By the way, though I was up late, pounding and twisting my pillow, I still did cardio and weights this morning—before dawn. You will not defeat me. The spirit of Maria watches over me.
Update: I made a few small edits and added one link for clarity. Thanks to all who have linked to and commented on this post. I will acknowledge you tomorrow.
New update: Thanks to sister Sieglinde, great-minded brother Muori, and the dapper M. C– for the links.
KMT, I wonder if subsequent performanes will improve. I hope so. I was shocked at Dessay's vocal form and was hoping that, perhaps, she had a cold but did not ask for an announcement to be made.
Chanteuse: Thanks! No, I don't think this one is worth flying out for. (Maybe "Ernani"??)
With love to all, mlr/vf
Posted by: vilaine fille | 27 September 2007 at 15:08
La Vilaine: Your review is jaw-dropping!
Glad I did not miss much by not flying to New York and seeing this Lucia.
*Chanteuse*
Posted by: Opéra Chanteuse | 26 September 2007 at 22:48
I was in Times Square to get a peek at the new production before attending tomorrow night's performance. It was precisely the literalism that bothered me. And, more than anything, the flesh and blood ghosts... I just don't understand why they were necessary. However, I do have to give this Lucia another chance, even though I doubt my feelings will change.
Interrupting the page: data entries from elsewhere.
PR #7398, opened 2022-12-03
.github/workflows/assign-reviewer: switch to pull_request_target

zowoq:


ncfavier:
I don't have strong opinions about this, but see https://github.com/actions/first-interaction/issues/10#issuecomment-1278884148

zowoq:
> I don't have strong opinions about this, but see [actions/first-interaction#10 (comment)](https://github.com/actions/first-interaction/issues/10#issuecomment-1278884148)

comment != review

ncfavier:
I'd expect both to fall under the `pull-requests` scope?

Anyway, I was rather pointing at the potential security risk with `pull_request_target`. Maybe we should try with

```yaml
permissions:
  contents: read
  pull-requests: write
```

first, see if that works?

zowoq:
>  Maybe we should try with ...

Please do.

fricklerhandwerk:
Please add a descriptive commit message that does not state what the code change itself already informs us about, i.e. *why* that change was made.

zowoq:
Please

Issue #5557, opened 2021-11-14
`unsafeGetAttrPos` is not unsafe. `tryGetAttrPos`?


roberth:
**Describe the bug**

Its unsafety is an exaggeration. It cannot guarantee to return a (good?) position for any arbitrary attribute, but that does not make it unsafe.
It could even be said that `unsafeGetAttrPos` is safer than `readFile` because it doesn't even throw an exception, but I'd consider them to be in the same class of reliability.

**Steps To Reproduce**

1. Read https://github.com/NixOS/nixpkgs/pull/114647#issuecomment-968069395
2. See that people don't want to use it because it's "unsafe"

**Expected behavior**

`unsafeGetAttrPos` causes a crash. I mean, that's what people would expect, but we ought to just fix the name by introducing an alias for the function. What about `tryGetAttrPos`?

**`nix-env --version` output**

**Additional context**

This is probably "cultural heritage" from Haskell's `unsafePerformIO`: a function that isn't inherently unsafe, but allows things to be done that shouldn't be possible within the language semantics. It can cause issues through interactions with other parts of the language that rely on referential transparency for memory safety, so the `unsafe` qualifier is appropriate there. However, it is quite safe to use in predictable circumstances, which I believe leads people to use the same qualifier for functions that are actually safe.

tomberek:
Closing as stale. Re-open if needed.

eclairevoyant:
Stale bots are a scourge on software dev.

xokdvium:
> Its unsafety is an exaggeration. It cannot guarantee to return a (good?) position for any arbitrary attribute, but that does not make it unsafe.

I disagree somewhat. It is unsafe in the sense that position information is not stable and one needs to think really hard when using this primop. Otherwise you risk leaking its result into the hashes and that's going to end very badly - as we saw current position computation doesn't work at all when multi-byte code points are involved and produces wrong results.

Keeping it as "unsafe" and explicitly for not in use in derivations is good IMO.

Issue #5897, opened 2022-01-11
Syntax that evaluates to the path to the current source file


lilyball:
**Is your feature request related to a problem? Please describe.**
I sometimes need to include a reference to the current file (e.g. when defining an inline NixOS module I want to say `_file = ./thisfile.nix` to ensure the option definition has location information). I can do this by writing `./filename.nix`, but this means the code now has a dependency on the current filename, making it harder to move code around.

**Describe the solution you'd like**
The simplest solution I can think of is to add a new builtin `builtins.currentFile` that evaluates to the path to the current file. I don't know enough about how builtins work though so I don't know if lazy evaluation is an issue here.

**Describe alternatives you've considered**
No obvious syntax for this comes to mind besides the builtin.

thufschmitt:
That already indirectly exists with `builtins.unsafeGetAttrPos`:

```console
$ cat > foo.nix <<EOF
> (builtins.unsafeGetAttrPos "x" { x = 1; }).file                                                                                             
> EOF                              
$ nix eval --file foo.nix
"/tmp/tmp.8s0eR6X2ee/foo.nix"
```

(note that it’s “unsafe” as it breaks referential transparency because it means that the same expression at two different places will have a different value)

lilyball:
Oof, that's an awkward solution (though it does demonstrate that this is perfectly achievable with builtins).

As for referential transparency, the expression `./.` already has a different value depending on which file you put that expression in. Here I figured that the `unsafe` in `unsafeGetAttrPos` was just "we don't guarantee that this actually has the expected value, it's a best-effort thing".

lilyball:
@pennae Oh that's neat. I notice that there's only one usage of this in all of nixpkgs (to calculate a module `_file` attribute, which is precisely my use-case), which strikes me as a little curious. It's also not documented outside of the release notes. But it certainly sounds like precisely what I want.

tomberek:
Closing as stale. Re-open if needed.

PR #7399, opened 2022-12-03
Rename `unsafeGetAttrPos` to `tryGetAttrPos`

ncfavier:
"Unsafe" looks scarier than it should, when the only unsafe thing about this is that it violates referential transparency (but so does `./.`).

Fixes https://github.com/NixOS/nix/issues/5557, see also https://github.com/NixOS/nix/issues/5897#issuecomment-1010125472

cc @lilyball @roberth

### DIFF
--- a/doc/manual/src/release-notes/rl-next.md
+++ b/doc/manual/src/release-notes/rl-next.md
@@ -52,3 +52,6 @@
 
 * `nix build --json` now prints some statistics about top-level
   derivations, such as CPU statistics when cgroups are enabled.
+
+* `builtins.unsafeGetAttrPos` was renamed to `builtins.tryGetAttrPos`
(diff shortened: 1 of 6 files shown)


edolstra:
"Unsafe" conveys that you should generally avoid this function, since it's not guaranteed to provide reproducible results. So I think the current name is fine. Even if the new name is better, it's not really worth the hassle of breaking forward compatibility.

willbush:
> breaking forward compatibility.

Randomly found this from searching why this builtin is unsafe. I was just wondering if this PR went through and old name is an alias to new, then how does that break compatibility?

eclairevoyant:
Older versions of nix wouldn't know about `tryGetAttrPos`, which means they wouldn't be able to evaluate newer code, and that breakage isn't worthwhile.

PR #7401, opened 2022-12-04
getMaxCPU: fix cgroup path

Mic92:
Given this typo I am not sure if it has been tested. Introduced in https://github.com/NixOS/nix/pull/7394


edolstra:
Oops, that was a typo I introduced to check whether it still worked if cgroups were not enabled...

PR #7404, opened 2022-12-05
tests: don't refer to TMPDIR

ncfavier:
`TMPDIR` is unset when using nix-direnv to enter the development shell automatically, because nix-direnv [ignores](https://github.com/nix-community/nix-direnv/pull/31#discussion_r1039588647) the `TMPDIR` variable set by `print-dev-env`. This causes `make tests/check.sh.test` to fail.

Set it globally so we don't have to worry about it.

### DIFF
--- a/tests/check.nix
+++ b/tests/check.nix
@@ -44,7 +44,7 @@ with import ./config.nix;
   };
 
   hashmismatch = import <nix/fetchurl.nix> {
-    url = "file://" + builtins.getEnv "TMPDIR" + "/dummy";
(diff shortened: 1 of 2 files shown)


thufschmitt:
Shouldn't we rather change `tests/check.sh` to not refer to `$TMPDIR`? There's no real reason for it to do since the test environment already sets `TEST_ROOT` which is semantically a better choice.

ncfavier:
Fair

thufschmitt (approved):
Thanks :)

PR #7390, opened 2022-12-02
check the store for input before failing (hopefully fix #6383)

Radvendii:
This is a fix very similar to #7283 but in a slightly different place, which will hopefully address #6383. I can't reproduce the issue, so I'm not sure it fixes it.

The idea is that `inputDrvOutputs` is statefully constructed and is somehow not getting set properly. Rather than track down that bug (which would also be good to do at some point), this piece of duct-tape just checks the actual store as a backup when `inputDrvOutputs` doesn't have it.

PR #7409, opened 2022-12-06
check the store for input before failing (hopefully fix #6383)

### LINKED ISSUE #6383: `resolvedResult.builtOutputs` doesn't contain expected output after successful multi-output build

Radvendii:
This applies the same basic idea as #6572 and #7390, but applied to the problem occurring in #6383.

I am not super familiar with the ++ part of C++, so some things that I'm not sure about:

I have a `std::shared_ptr` that I'm turning into a regular pointer with `.get()`. The only thing happening with this pointer is accessing / copying values shortly thereafter. Is this safe? What is the canonical way of doing this?

I had to change `auto` to `const Realisation *` because otherwise it was defaulting to a regular `Realisation *` and then failing later when it needed to be `const`. I'm not sure if this is the idiomatic way of dealing with this problem.

### DIFF
--- a/src/libstore/build/derivation-goal.cc
+++ b/src/libstore/build/derivation-goal.cc
@@ -1017,30 +1017,33 @@ void DerivationGoal::resolvedFinished()
                     "derivation '%s' doesn't have expected output '%s' (derivation-goal.cc/resolvedFinished,resolve)",
                     worker.store.printStorePath(drvPath), wantedOutput);
 
-            const Realisation * realisation = get(resolvedResult.builtOutputs, DrvOutput { *resolvedHash, wantedOutput });
-            if (!realisation) {
+            auto realisation = [&]{
+              auto take1 = get(resolvedResult.builtOutputs, DrvOutput { *resolvedHash, wantedOutput });
+              if (take1) return *take1;
+
               /* The above `get` should work. But sateful tracking of
                  outputs in resolvedResult, this can get out of sync with the
                  store, which is our actual source of truth. For now we just
                  check the store directly if it fails. */
-              realisation = worker.evalStore.queryRealisation(DrvOutput { *resolvedHash, wantedOutput }).get();
-              if (!realisation) {
-                throw Error(
-                    "derivation '%s' doesn't have expected output '%s' (derivation-goal.cc/resolvedFinished,realisation)",
-                    worker.store.printStorePath(resolvedDrvGoal->drvPath), wantedOutput);
-              }
-            }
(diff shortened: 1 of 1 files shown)


Radvendii:
Okay this should be cleaner. It took a while because I was running into errors testing this, but it turns out they were unrelated and I just had to do some combination of `git clean -f -d -x`, `make clean` and `sudo nix-collect-garbage -d`. :woman_facepalming:

Radvendii:
@thufschmitt I fixed the problems we discussed about this PR. Care to take another look?

thufschmitt (approved):
Thanks, looks good :+1:

PR #7411, opened 2022-12-06
Remove GPG-signing of releases

edolstra:
This makes it easier for others to make releases, and probably few people care about GPG signatures anyway.

### DIFF
--- a/maintainers/upload-release.pl
+++ b/maintainers/upload-release.pl
@@ -115,10 +115,6 @@ sub downloadFile {
 
     write_file("$tmpFile.sha256", $sha256_actual);
 
-    if (! -e "$tmpFile.asc") {
-        system("gpg2 --detach-sign --armor $tmpFile") == 0 or die "unable to sign $tmpFile\n";
-    }
-
     return $sha256_expected;
 }
 
@@ -194,7 +190,7 @@ for my $fn (glob "$tmpDir/*") {
         my $configuration = ();
         $configuration->{content_type} = "application/octet-stream";
 
-        if ($fn =~ /.sha256|.asc|install/) {
+        if ($fn =~ /.sha256|install/) {
             # Text files
             $configuration->{content_type} = "text/plain";
         }


thufschmitt (approved):

ncfavier:
[These instructions](https://nixos.org/download.html#nix-verify-installation) should be updated.

ncfavier:
https://github.com/NixOS/nixos-homepage/pull/975

milkknife:
Any chance this pull request/decision can be reverted?
- https://www.reddit.com/r/NixOS/comments/gbnmk0/does_nixos_support_verifying_the_iso_disk_images/?rdt=38517
- https://blog.linuxmint.com/?p=2994

I believe that cryptographically verifying the authenticity and integrity of .iso releases using GPG (GNU Privacy Guard) is an essential step in ensuring the security and trustworthiness of the downloaded files. Here are a few reasons why this verification process is important:

1. Ensuring Authenticity: Cryptographic verification with GPG allows you to confirm that the .iso release you have downloaded has not been tampered with or modified by unauthorized parties. By verifying the digital signature attached to the .iso file, you can be confident that it was created and signed by the trusted entity or organization responsible for its distribution.

2. Protecting Against Malicious Downloads: Verifying the authenticity of .iso releases helps protect against the risk of downloading malicious or compromised files. Without cryptographic verification, there is a possibility that the downloaded .iso file may have been modified to include malware, viruses, or other malicious code. By using GPG to verify the digital signature, you can ensure that the file has not been tampered with and comes from a trusted source.

3. Maintaining Data Integrity: Cryptographic verification also ensures the integrity of the downloaded .iso release. It allows you to verify that the file has not been corrupted during the download process or while in transit. By comparing the computed hash or checksum of the downloaded .iso file with the one provided by the trusted source, you can confirm that the file has not been altered or modified.

4. Trust in the Software Supply Chain: Cryptographic verification is crucial for establishing trust in the software supply chain. It enables users to validate the authenticity and integrity of software releases, ensuring that they are using genuine and unmodified versions of the software. This is particularly important for operating systems, where compromised or tampered installations can have serious security implications.

5. Compliance and Regulatory Requirements: In certain industries or organizations, cryptographic verification of software releases may be a requirement to comply with regulatory standards or internal security policies. By following best practices for verifying the authenticity and integrity of .iso releases, organizations can demonstrate due diligence in ensuring the security of their software deployments.

In summary, cryptographic verification with GPG provides assurance that the downloaded .iso release is authentic, unmodified, and trustworthy. It helps protect against the risk of downloading malicious files, ensures data integrity, and establishes trust in the software supply chain.

FlyingWombat:
So I'm a bit late here, but ... WTF?

Can someone please explain to me why all of the sudden signed releases don't matter anymore?

> This makes it easier for others to make releases ...

The whole point of signed releases is that not just anyone can do it -- that's what provides authenticity. 
Really, how much of a burden is it for the release team to make signatures?

> ... and probably few people care about GPG signatures anyway.

In other words: "Other people don't care about cybesecurity, so neither should we." 
This is like removing seat-belts from cars, and banning motorcycle helmets, because some people don't want to bother with them -- you are making sure no one has the choice to use it.

If what you actually meant is that "GPG signatures actually don't matter in the first place", then that is a very different argument, and something I'd be very interested to hear about.

PR #7414, opened 2022-12-06
.version: Add newline

roberth:
Make the release process a bit less error prone.
Most files do end in newlines, some editors will add one, and some humans are inclined to add one too.


infinisil (commented):
Whoops, forgot to submit this review

PR #7418, opened 2022-12-07
add template for installer issues

fricklerhandwerk:
since the installer prompts users to file issues, labelling them
automatically should reduce triaging effort significantly.

### DIFF
--- a/scripts/install-multi-user.sh
+++ b/scripts/install-multi-user.sh
@@ -97,7 +97,8 @@ is_os_darwin() {
 }
 
 contact_us() {
-    echo "You can open an issue at https://github.com/nixos/nix/issues"
+    echo "You can open an issue at"
+    echo "https://github.com/NixOS/nix/issues/new?labels=installer&template=installer.md"
     echo ""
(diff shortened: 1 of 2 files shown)


scripts/install-multi-user.sh
```diff
@@ -97,7 +97,8 @@ is_os_darwin() {
 }
 
 contact_us() {
-    echo "You can open an issue at https://github.com/nixos/nix/issues"
+    echo "You can open an issue at"
+    echo "https://github.com/NixOS/nix/issues/new?labels=installer&template=installer.md"
```
thufschmitt, line 101: Nitpick: is the `labels=intaller` parameter needed since the template already specifies it?

thufschmitt (approved):
Just a very minor comment, but good idea overall :+1:

scripts/install-multi-user.sh
fricklerhandwerk: Tested this, yes you need it. You get an even longer URL with empy fields from the GitHub UI when filing an issue.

Maybe I'll leave my glasses at home tomorrow in order to fixate on the in-house sonic goings-on of the evening (perhaps it was due to the traffic and the sirens and the chatty pedestrians that Monday night proved to be a disappointment there, but I'm really not so sure).
KMT
Posted by: kmt | 26 September 2007 at 21:09
Dear rysanekfreak: Thanks so much for your incredibly kind comment. We shall be lovers in our shared veneration of Leonie. I can say no more - I cry when I let myself think about how much I miss her.
Auguri, mlr/vf
Posted by: vilaine fille | 26 September 2007 at 18:50
Excellent writing. Brilliant turns of phrase. Perceptive. I think I love you.
Posted by: rysanekfreak | 26 September 2007 at 18:45
Muori, thank you for your kindness and great-heartedness.
KMT, I am grateful for your generous words, too. I take it you saw the show? What did you think?
Lisa: Yes, the *last* times I heard RAS in the role, she was a bit past her due-date vocally, kind of mewling into her high notes, but at her best, she was a *remarkable* Lucia. Above all, she really, really dug into the text over the years. She had me crying once by the second verse of "Regnava nel silenzio"!
Big hugs to all, mlr/vf
Posted by: vilaine fille | 26 September 2007 at 15:29
Fantastic review, and thank you for the kind words for Swenson, whose Lucia was, indeed, a great one when I saw it a few years ago.
Posted by: Lisa Hirsch | 26 September 2007 at 14:50
Such an excellent review I just linked it even though I totally disagree :)
Posted by: Maury D'annato | 26 September 2007 at 03:47
Thank you so much for this spirited, uniquely comprehensive, and acutely fulfilling critique. No other review I've read today has been as spot-on and fearless and justifiably outraged. Brava!